His live concerts attract huge media attention.
His next single is reportedly the anticipating "Hà Nội Phố" (Streets of Hanoi).
He lends his voice to an MTV EXIT project in 2012 which is against human trafficking.

In July 2012, Hà Okio released his first single written by himself in English titled Your Heart which quickly drew a lot of attention from critics, his peers and fans.

Your Heart reached number 1 in August 2012 on VN10 XoneFM and stayed there for a month.
The music video of Your Heart is at number 3 in Top 10 MV of the year 2012.

In January 2013, he released a CD & DVD album titled "Vpop: Songs Not In The Key Of A#". The album is written, performed and produced by Hà Okio; programmed, mixed and co-produced by Duong Khac Linh.

In February 2013, one of the songs in the album titled " Đừng Bao Giờ Hết Hy Vọng" (Never Lose Sight Of Hope) reached no.1 spot on both VN10 and Top40 XoneFM, Vietnam.

"Những Phút Giây Này" (These Very Minutes) brought Hà Okio to number 1 spot on VN10 hitlist of XoneFm in June 2013.

Hà Okio wrote and performed the titled track "Nguoi Anh Em" for the block buster movie Teo Em starring Thai Hoa, Johny Tri Nguyen.

His single "Everybody has A Choice" (released in late 2013) has reached No.1 on top VN10 from Feb 2014.

In March 2014, he was asked by The Earth Hour VN to write the main theme "Nhiều Hơn Nhiều Hơn Thế" (More And More Than That) for that year campaign. Also in the big event, his song Everybody Has A Choice is the music in a flashmob gathering thousands of young people, white and blue collars workers around Vietnam.
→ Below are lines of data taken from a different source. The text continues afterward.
PR #802, opened 2025-10-19
Fix: Make adding security_analyzer optional for get_default_agent

jimwhite:
https://github.com/All-Hands-AI/agent-sdk/issues/300 made the security analyzer optional because smaller models often fail to work as LLM-risk analyzers.

This very small change adds a `add_security_analyzer` arg to `get_default_agent` which is true by default.

Also  changed the standalone SDK example scripts to use an env var `DISABLE_SECURITY_ANALYZER` to demonstrate its use.  It is in the negative form because it is false when missing as expected.  This change makes it easy to do a local devcontainer install and check that everything is working with only env config, no code changes necessary (a separate PR will have my approach to that).

### DIFF
--- a/openhands-agent-server/openhands/agent_server/api.py
+++ b/openhands-agent-server/openhands/agent_server/api.py
@@ -165,7 +165,7 @@ def _setup_static_files(app: FastAPI, config: Config) -> None:
     )
 
     # Add root redirect to static files
-    @app.get("/")
+    @app.get("/", tags=["Server Details"])
     async def root_redirect():
         """Redirect root endpoint to static files directory."""
         # Check if index.html exists in the static directory


examples/01_standalone_sdk/01_hello_world.py
```diff
@@ -18,7 +18,11 @@
     base_url=base_url,
     usage_id="agent",
 )
-agent = get_default_agent(llm=llm, cli_mode=True)
+
+add_security_analyzer = not bool(os.getenv("DISABLE_SECURITY_ANALYZER", "").strip())
+agent = get_default_agent(
+    llm=llm, cli_mode=True, add_security_analyzer=add_security_analyzer
+)
```
xingyaoww, line 27: I think we only need to add the env var for one of the example `examples/01_standalone_sdk/04_confirmation_mode_example.py` and remove this usage from all other examples (eg we want to keep each examples as simple / to the point as possible)

xingyaoww:
@OpenHands 

look at "Check OpenAPI Schema" github workflow and help me fix the issue that it didn't work on a fork

```
Run actions/checkout@v5
Syncing repository: All-Hands-AI/agent-sdk
Getting Git version info
Temporarily overriding HOME='/home/runner/_work/_temp/61879fe0-c039-4df9-8cf9-3402886c5aa7' before making global git config changes
Adding repository directory to the temporary git global config as a safe directory
/usr/bin/git config --global --add safe.directory /home/runner/_work/agent-sdk/agent-sdk
Deleting the contents of '/home/runner/_work/agent-sdk/agent-sdk'
Initializing the repository
Disabling automatic garbage collection
Setting up auth
Fetching the repository
Determining the checkout info
  /usr/bin/git branch --list --remote origin/disable-llm-analyzer
  /usr/bin/git tag --list disable-llm-analyzer
  Error: A branch or tag with the name 'disable-llm-analyzer' could not be found

```

examples/01_standalone_sdk/01_hello_world.py
jimwhite: I thought the same initially but then I went to try the other examples and for those of us using local models (even qwen-3-next-80b-instruct) the security analyzer needs to be turned off.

In 2015, he wrote "Vì 1 Thế Giới Không Thịt Chó" (For A World Of No Dog Meat) to support the dogs saving campaign in the world.

==Acting career==
In 2010 he starred as Bob Cratchit in "A Christmas Carol – A New Musical" with Music by Steve Parsons and Book & Lyrics by John Popa. A fully staged musical version of Charles Dickens' classic tale directed by Brian Riedlinger.
This is a fan cam part of the musicals
In 2013, Hà Okio worked with Michael Parks Masterson, a famous US Broadway artist, on a broadway musical project in Vietnam. He played in Guys and Dolls the musical.

==Original Sound Tracks==
- 2009 "Tiếc", "Tung Bay" with The Little Wings in The Clash (Johnny Tri Nguyen, Ngo Thanh Van)
- 2007 "Romeo & Juliet Tân Thời (A Time 4 Us)" in The Hot Kiss (Johnny Tri Nguyen, Thanh Hang, Thanh Loc, Hoai Linh)
- 2008 "Công Dân @ (Ngày Qua Ngày)" in Passport To Love (Binh Minh, Kathy Uyen)
- 2009 "Ta Là Ta" in The Super Smurfy Models (Yen Trang, Vy Oanh)
- 2010 "Phố" in Lucky Family (Hong Đao, Quang Minh, Don Nguyen)
- 2011 "Như Là Mơ" in "Long Ruồi" (Thái Hoà, Tinna Tình)
- 2011 "Nếu Như" in "Long Ruồi" (Thái Hòa, Tinna Tình)
- 2011 "Thì Đó" in "Mưa đầu mùa" (Tú Vy)
- 2013 "Người Anh Em" in "Tèo Em" (Thái Hoà)
- 2014 "SG Cafe Sữa Đá" in "Bếp Hát"

==Charity activities==
Ha has worked for Living Values VietNam, a non-governmental organization of Association for Living Values Education International (ALIVE).